Nitroprusside should not be used to treat acute congestive heart failure associated with reduced peripheral vascular resistance, such as high-output heart failure seen in endotoxic sepsis.

Clinical pharmacology

The principal pharmacological action of nitroprusside is the relaxation of vascular smooth muscle and the consequent dilation of peripheral arteries and veins.

Other smooth muscles (for example, uterine and duodenum) are not affected. Nitroprusside is more active in veins than in arteries, but this selectivity is much less marked than nitroglycerin.

Dilation of the veins promotes peripheral blood accumulation. It decreases venous return to the heart, which reduces the final diastolic pressure of the left ventricle and the pressure of the pulmonary capillary wedge.

Arteriolar relaxation reduces systemic vascular resistance, systolic blood pressure, and mean arterial pressure. Dilation of the coronary arteries also occurs.
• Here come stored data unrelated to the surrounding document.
PR #1128, opened 2020-03-27
Works around possibility to have an empty set of extra fields

adriancole:
We didn't eagerly validate `ExtraFieldPropagation`, that it had any
fields at all. This leads to late bugs where an exception is thrown for
trying to inject nothing.

As they type `ExtraFieldPropagation` has public methods in use, this
doesn't change signatures. Rather, it creates a wrapper in the case
nothing exists.

WIP as some unit tests are due.

### DIFF
--- a/brave/src/main/java/brave/propagation/ExtraFieldPropagation.java
+++ b/brave/src/main/java/brave/propagation/ExtraFieldPropagation.java
@@ -97,13 +97,12 @@ import java.util.Set;
  * String countryCode = ExtraFieldPropagation.get(span.context(), "country-code");
  * }</pre>
  */
-public final class ExtraFieldPropagation<K> implements Propagation<K> {
+public class ExtraFieldPropagation<K> implements Propagation<K> {
   /** Wraps an underlying propagation implementation, pushing one or more fields */
   public static Factory newFactory(Propagation.Factory delegate, String... fieldNames) {
     if (delegate == null) throw new NullPointerException("delegate == null");
     if (fieldNames == null) throw new NullPointerException("fieldNames == null");
-    String[] validated = ensureLowerCase(new LinkedHashSet<>(Arrays.asList(fieldNames)));
-    return new Factory(delegate, validated, validated, new BitSet());
+    return newFactory(delegate, Arrays.asList(fieldNames));
   }
 
   /** Wraps an underlying propagation implementation, pushing one or more fields */
@@ -112,7 +111,8 @@ public final class ExtraFieldPropagation<K> implements Propagation<K> {
     if (delegate == null) throw new NullPointerException("delegate == null");
     if (fieldNames == null) throw new NullPointerException("fieldNames == null");
     String[] validated = ensureLowerCase(new LinkedHashSet<>(fieldNames));
-    return new Factory(delegate, validated, validated, new BitSet());
+    return validated.length == 0
+      ? new Factory(delegate) : new RealFactory(delegate, validated, validated, new BitSet());
   }
 
   public static FactoryBuilder newFactoryBuilder(Propagation.Factory delegate) {
@@ -163,6 +163,7 @@ public final class ExtraFieldPropagation<K> implements Propagation<K> {
       return this;
     }
 
+    /** Returns a wrapper of the delegate if there are no fields to propagate. */
     public Factory build() {
       BitSet redacted = new BitSet();
       List<String> fields = new ArrayList<>(), keys = new ArrayList<>();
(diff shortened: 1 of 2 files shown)


brave/src/main/java/brave/propagation/ExtraFieldPropagation.java
```diff
@@ -272,15 +275,39 @@ public static void set(TraceContext context, String name, String value) {
...
 
-  public static final class Factory extends Propagation.Factory {
+  public static class Factory extends Propagation.Factory {
     final Propagation.Factory delegate;
+
+    Factory(Propagation.Factory delegate) {
+      this.delegate = delegate;
+    }
+
+    @Override public <K> ExtraFieldPropagation<K> create(Propagation.KeyFactory<K> keyFactory) {
```
adriancole: this signature is retained on empty

brave/src/main/java/brave/propagation/ExtraFieldPropagation.java
```diff
@@ -348,7 +360,7 @@ public static void set(TraceContext context, String name, String value) {
   // This is here to support extraction from carriers missing a get field by name function. The only
   // known example is OpenTracing TextMap https://github.com/opentracing/opentracing-java/issues/305
   public List<K> extraKeys() {
```
adriancole: this signature is retained on empty

brave/src/main/java/brave/propagation/ExtraFieldPropagation.java
```diff
@@ -163,6 +163,7 @@ public FactoryBuilder addPrefixedFields(String prefix, Collection<String> fieldN
       return this;
     }
 
+    /** Returns a wrapper of the delegate if there are no fields to propagate. */
     public Factory build() {
```
adriancole: this signature is retained on empty

adriancole:
sorry here was the original stack trace. If you use extract (implicitly via http or messaging), it would throw like below, sadly per-request. Eventhough the config is easy to correct, it is dangerous.

```
Caused by: java.lang.NullPointerException: fieldNames is empty
	at brave.internal.PredefinedPropagationFields.<init>(PredefinedPropagationFields.java:28)
	at brave.propagation.ExtraFieldPropagation$Extra.<init>(ExtraFieldPropagation.java:464)
	at brave.propagation.ExtraFieldPropagation$ExtraFactory.create(ExtraFieldPropagation.java:450)
	at brave.propagation.ExtraFieldPropagation$ExtraFieldExtractor.extract(ExtraFieldPropagation.java:414)
```

brave/src/main/java/brave/propagation/ExtraFieldPropagation.java
```diff
@@ -272,15 +275,39 @@ public static void set(TraceContext context, String name, String value) {
...
+    @Override public boolean requires128BitTraceId() {
+      return delegate.requires128BitTraceId();
+    }
+
+    @Override public TraceContext decorate(TraceContext context) {
+      return delegate.decorate(context);
+    }
+  }
+
+  public static final class RealFactory extends Factory {
```
anuraaga: I believe we can keep this class package-private

brave/src/main/java/brave/propagation/ExtraFieldPropagation.java
```diff
@@ -199,8 +200,10 @@ public Factory build() {
       for (i = 0; i < keyToField.length; i++) {
         keyToField[i] = keyToFieldList.get(i);
       }
-      return new Factory(delegate, fields.toArray(new String[0]), keys.toArray(new String[0]),
-        keyToField, redacted);
+      String[] validated = fields.toArray(new String[0]);
```
anuraaga: Since we're not doing any extra validation here this is confusing to me. How about

```java
if (fields.isEmpty()) return new Factory(delegate);
return new RealFactory(delegate, fields.toArray(...
```

brave/src/main/java/brave/propagation/ExtraFieldPropagation.java
adriancole: good catch!

brave/src/main/java/brave/propagation/ExtraFieldPropagation.java
adriancole: sgtm

adriancole:
thanks for the help @anuraaga

brave/src/test/java/brave/propagation/ExtraFieldPropagationTest.java
```diff
@@ -105,12 +110,58 @@
...
+  // We formerly enforced presence of field names in the factory's factory method
+  @Test public void noFields_newFactory_disallowed() {
+    assertThatThrownBy(() -> ExtraFieldPropagation.newFactory(B3Propagation.FACTORY))
+      .hasMessage("no field names");
+
+    assertThatThrownBy(() -> ExtraFieldPropagation.newFactory(B3Propagation.FACTORY, asList()))
+      .hasMessage("no field names");
+  }
+
+  // We formerly accepted .build() when no fields were present
```
adriancole: @meltsufin  this bud's for you

regardless of if extra fields are added to the builder or not, behavior will be predictable

meltsufin: Thanks! Much appreciated! 😃

PR #1129, opened 2020-03-28
Makes ITHttpAsyncClient accept a normal type

adriancole:


instrumentation/http-tests/src/main/java/brave/test/http/ITHttpAsyncClient.java
```diff
@@ -36,9 +37,11 @@
    *
    * <p>One of success or failure callbacks must be invoked even on unexpected scenarios. For
```
adriancole:
```suggestion
   * <p>Invoke the callback with one of success or failure even in unexpected scenarios. For
```

PR #1132, opened 2020-03-31
Actually don't check SingletonList as comment says.

anuraaga:
Noticed implementation does not reflect the comment "Faster to make a copy than check the type to see if it is already a singleton list". I haven't actually benchmarked this but it seems to make sense. Alternatively I can revert the code changes and remove the comment, let me know.

Additionally optimizes for an empty mutable list parameter.

### DIFF
--- a/brave/src/main/java/brave/internal/Lists.java
+++ b/brave/src/main/java/brave/internal/Lists.java
@@ -1,5 +1,5 @@
 /*
- * Copyright 2013-2019 The OpenZipkin Authors
+ * Copyright 2013-2020 The OpenZipkin Authors
  *
  * Licensed under the Apache License, Version 2.0 (the "License"); you may not use this file except
  * in compliance with the License. You may obtain a copy of the License at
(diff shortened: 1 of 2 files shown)


brave/src/main/java/brave/internal/Lists.java
```diff
@@ -29,19 +29,19 @@
...
+    if (isImmutable(list)) return list;
+    return Collections.unmodifiableList(new ArrayList<>(list));
   }
 
   static boolean isImmutable(List<Object> extra) {
-    if (extra == Collections.EMPTY_LIST) return true;
+    if (extra == Collections.emptyList()) return true;
     // avoid copying datastructure by trusting certain names.
     String simpleName = extra.getClass().getSimpleName();
-    return simpleName.equals("SingletonList")
```
adriancole: that SingletonList isn't here hurts my brain because it is a well known type. that said I understand why you are doing this.. it is under the assumption nothing else is using this method which is fair enough. It might hurt brain less to say intentionally not checking SingletonList due as the only call site wont' have it

anuraaga: Good call, added a comment both for that and because I realized the empty list check was similarly redundant.

adriancole:
thanks!

PR #1136, opened 2020-04-02
Allows correlation fields to not match `BaggageField` names

adriancole:
This helps port code which formerly added different naming conventions
for span IDs.

Ex. If your log property is %X{trace-id}, you can do this:
```java
builder.clear(); // traceId is a default field!
builder.addField(BaggageFields.TRACE_ID, "trace-id");
```

### DIFF
--- a/brave/src/main/java/brave/baggage/BaggagePropagation.java
+++ b/brave/src/main/java/brave/baggage/BaggagePropagation.java
@@ -102,7 +102,7 @@ public class BaggagePropagation<K> implements Propagation<K> {
      * @since 5.11
      */
     public Map<BaggageField, Set<String>> fieldToKeyNames() {
-      return Collections.unmodifiableMap(fieldToKeyNames);
+      return Collections.unmodifiableMap(new LinkedHashMap<>(fieldToKeyNames));
     }
 
     /**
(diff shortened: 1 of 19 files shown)


brave/src/main/java/brave/baggage/BaggagePropagation.java
```diff
@@ -102,7 +102,7 @@ public static FactoryBuilder newFactoryBuilder(Propagation.Factory delegate) {
      * @since 5.11
      */
     public Map<BaggageField, Set<String>> fieldToKeyNames() {
-      return Collections.unmodifiableMap(fieldToKeyNames);
+      return Collections.unmodifiableMap(new LinkedHashMap<>(fieldToKeyNames));
```
adriancole, line 105: bug

brave/src/main/java/brave/baggage/BaggagePropagation.java
```diff
@@ -171,7 +171,12 @@ public FactoryBuilder addRemoteField(BaggageField field, Iterable<String> keyNam
         allKeyNames.add(lcName);
         lcKeyNames.add(lcName);
       }
-      if (lcKeyNames.isEmpty()) lcKeyNames.add(field.lcName);
+
+      if (lcKeyNames.isEmpty()) { // add the default name
```
adriancole, line 175: bug

brave/src/main/java/brave/propagation/CurrentTraceContext.java
```diff
@@ -53,6 +51,7 @@
      */
     public Builder addScopeDecorator(ScopeDecorator scopeDecorator) {
       if (scopeDecorator == null) throw new NullPointerException("scopeDecorator == null");
+      if (scopeDecorator == ScopeDecorator.NOOP) return this;
```
adriancole, line 54: we need this because customizers act on builders.. we don't always know if there will be any configuration at all.

adriancole:
PS I noticed sleuth has an old thing that maps multiple names for trace ID. It is better to overlap scope decorators than handle this internally

PR #1138, opened 2020-04-03
Allows subtypes of ITRemote to override the CurrentTraceContext

adriancole:
We recently added enforcement of scopes as a test post-condition.
However, this broke a subtyping pattern used by Armeria.

### DIFF
--- a/brave-tests/src/main/java/brave/test/ITRemote.java
+++ b/brave-tests/src/main/java/brave/test/ITRemote.java
@@ -14,12 +14,14 @@
 package brave.test;
 
 import brave.Tracing;
-import brave.propagation.B3Propagation;
 import brave.baggage.BaggageField;
 import brave.baggage.BaggagePropagation;
+import brave.propagation.B3Propagation;
+import brave.propagation.CurrentTraceContext;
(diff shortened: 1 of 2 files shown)


adriancole:
Here's the usage:

```java

    private final StrictScopeDecorator strictScopeDecorator = StrictScopeDecorator.create();

    public BraveServiceIntegrationTest() {
        this.currentTraceContext = RequestContextCurrentTraceContext.builder()
            .addScopeDecorator(strictScopeDecorator)
            .build();
        this.tracing = tracingBuilder(Sampler.ALWAYS_SAMPLE).build();
        this.httpTracing = HttpTracing.create(tracing);
    }

    @Override
    protected void checkForLeakedScopes() {
        strictScopeDecorator.close();
    }
```

adriancole:
will change to return a current trace context builder as that is simpler

adriancole:
usage is simplified now

```java
  @Override
  protected CurrentTraceContext.Builder currentTraceContextBuilder() {
    return RequestContextCurrentTraceContext.builder();
  }
```

Users don't have to deal with anything else

PR #1142, opened 2020-04-05
Prepares for dynamic baggage and fixes broken OSGi config

adriancole:
This refactors internal code around baggage so that it can handle
dynamic baggage in a single propagated field. This also removes unused
tag parsing logic in gRPC as we no longer mutate tags.

`ExtraBaggageFields` is the entry in `TraceContext.extra()` that holds all
baggage, whether they are fixed or not. `BaggageHandler` is given
one slot and currently uses one slot per `BaggageField`. However,
`DynamicBaggageHandler` shows we can do multiple fields in one
slot, just we aren't doing that yet as we need to define an encoding.


brave/src/test/java/brave/features/baggage/DynamicBaggageTest.java
```diff
@@ -0,0 +1,44 @@
...
+  }
+
+  @Test public void encodes_arbitrary_fields() {
+    BaggageState baggageState = factory.create();
+
+    baggageState.updateValue(field1, "1");
+    baggageState.updateValue(field2, "2");
+    baggageState.updateValue(field3, "3");
+
+    assertThat(baggageState.encodeState(handler))
```
adriancole, line 38: encodeState is what Setter.set will use. I was bored, so I used property encoding in the test, but we will likely do comma, equals in real life.

This is how we can tunnel many baggage fields over one header, named for example, "baggage" or "b3ext" or whatever someone wants.

instrumentation/grpc/src/main/java/brave/grpc/GrpcPropagation.java
```diff
@@ -35,8 +39,8 @@
     Metadata.Key.of("grpc-trace-bin", Metadata.BINARY_BYTE_MARSHALLER);
 
   /** This stashes the tag context in "extra" so it isn't lost */
```
adriancole, line 41:
```suggestion
  /** This stashes the tag context into ad-hoc baggage state so it isn't lost */
```

instrumentation/grpc/src/main/java/brave/grpc/HexBinaryMarshaller.java
```diff
@@ -0,0 +1,49 @@
...
+    }
+  }
+
+  @Override public String parseBytes(byte[] buf) {
+    if (buf == null || buf.length == 0) return null;
+    try {
+      return ENCODING.encode(buf);
+    } catch (Throwable e) {
+      propagateIfFatal(e);
+      Platform.get().log("error decoding gRPC tags", e);
```
adriancole, line 45:
```suggestion
      Platform.get().log("error encode gRPC tags", e);
```

brave/src/test/java/brave/features/baggage/DynamicBaggageHandler.java
```diff
@@ -0,0 +1,102 @@
...
+    return newState;
+  }
+
+  @Override
+  public Map<BaggageField, String> mergeState(Map<BaggageField, String> state, BaggageField field,
+    String value) {
+    if (equal(value, state.get(field))) return state;
+    if (value == null) {
+      if (!state.containsKey(field)) return state;
+      if (state.size() == 1) return null;
```
anuraaga, line 69: `Collections.emptyMap`? Otherwise the interface needs to be updated to have a `@Nullable` return with what it means, but empty map seems simpler without any overhead.

brave/src/main/java/brave/internal/baggage/BaggageHandler.java
```diff
@@ -0,0 +1,85 @@
...
+   */
+  S newState(BaggageField field, String value);
+
+  /**
+   * Updates a state object to handle a field value change.
+   *
+   * @see BaggageField#updateValue(TraceContext, String)
+   * @see BaggageField#updateValue(TraceContextOrSamplingFlags, String)
+   */
+  S mergeState(S state, BaggageField field, @Nullable String value);
```
anuraaga, line 64: Any reason not to use `updateState` like `updateValue`?

brave/src/test/java/brave/internal/baggage/EntrySplitter.java
```diff
@@ -0,0 +1,92 @@
...
+ */
+package brave.internal.baggage;
+
+import brave.internal.Platform;
+
+/**
+ * Splits a character sequence that's in a delimited string trimming optional whitespace (OWS)
+ * before or after delimiters.
+ */
+public final class EntrySplitter {
```
anuraaga, line 22: Guessing you'll replace the properties load with this later but maybe add a TODO

brave/src/test/java/brave/internal/baggage/EntrySplitter.java
```diff
@@ -0,0 +1,92 @@
...
+    this.keyValueSeparator = keyValueSeparator;
+    this.entrySeparator = entrySeparator;
+    this.missingKeyValueSeparator =
+      "Invalid input: missing '" + keyValueSeparator + "' between key and value";
+  }
+
+  public boolean parse(String buffer, Handler handler, boolean shouldThrow) {
+    int i = 0, length = buffer.length();
+    while (i < length) {
+      if (isOWS(buffer.charAt(i++))) break; // skip whitespace
```
anuraaga, line 50: Think you may have intended to have the below comment here too, or only here since it's the first occurrence

brave/src/test/java/brave/internal/baggage/EntrySplitter.java
```diff
@@ -0,0 +1,92 @@
...
+    if (i == length) return logOrThrow("Invalid input: only whitespace", shouldThrow);
+    if (buffer.charAt(i) == keyValueSeparator) {
+      return logOrThrow("Invalid input: missing key", shouldThrow);
+    }
+
+    int beginName = i, endName = -1, beginValue = -1;
+    while (i < length) {
+      char c = buffer.charAt(i++);
+      // OWS is zero or more spaces or tabs https://httpwg.org/specs/rfc7230.html#rfc.section.3.2
+      if (isOWS(c)) continue; // trim whitespace
```
anuraaga, line 62: I think we need to only do this check when not inside a field or value, maybe not fields but presumably value should allow spaces.

adriancole: sorry this type was not intended yet.. it isn't used.. let me delete and we can do a proper review later?

brave/src/test/java/brave/internal/baggage/EntrySplitter.java
adriancole: accident.. let's review properly when actually used

brave/src/test/java/brave/internal/baggage/EntrySplitter.java
adriancole: 4680f9f27

brave/src/test/java/brave/features/baggage/DynamicBaggageHandler.java
adriancole: punted to #1153.. agree empty map doesn't have more overhead as the copy/constructor of LHM is cheap.  However, it does complicate the state model. let me know what you think..

brave/src/main/java/brave/internal/baggage/BaggageHandler.java
adriancole: good!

In association with the decrease in blood pressure, nitroprusside administered intravenously to hypertensive and normotensive patients produces a slight increase in heart rate and a variable effect on cardiac output.

In hypertensive patients, moderate doses induce renal vasodilatation approximately proportional to the decrease in systemic blood pressure, so there is no appreciable change in renal blood flow or glomerular filtration rate.

In normotensive subjects, acute reduction in mean arterial blood pressure to 60-75 mm Hg by infusion of nitroprusside caused a significant increase in renin activity.

In the same study, ten renovascular hypertensive patients who received nitroprusside had significant increases in renin release from the affected kidney at mean arterial pressures of 90-137 mm Hg.

The hypotensive effect of nitroprusside is observed within a minute or two after the start of an adequate infusion and dissipates almost as quickly after an injection is interrupted.

Ganglion blocking agents and inhaled anesthetics increase the effect.